In the entries that follow, how many lines hold the string "liquidity"? Give only that number.

(Saved data entries)
↓

PR #3648, opened 2022-12-07
feat: add tick spacing

czarcas7ic:
Closes: #XXX

Adds tick spacing parameter to creating new pools as well as logic to enforce tick spacing requirements to positions created.

This is getting merged into `adam/msgCreateConcentratedPool` since concentrated-liquidity-main is in code freeze at the moment.


x/concentrated-liquidity/model/msgs_test.go
```diff
@@ -26,42 +26,67 @@ func TestMsgCreateConcentratedPool(t *testing.T) {
...
+			},
+			expectPass: false,
+		},
+		{
+			name: "tick spacing less than minimum",
+			msg: clmodel.MsgCreateConcentratedPool{
+				Sender:      addr1,
+				Denom0:      "eth",
+				Denom1:      "usdc",
+				TickSpacing: 0,
```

↑

• EXERCISE RESULT: 2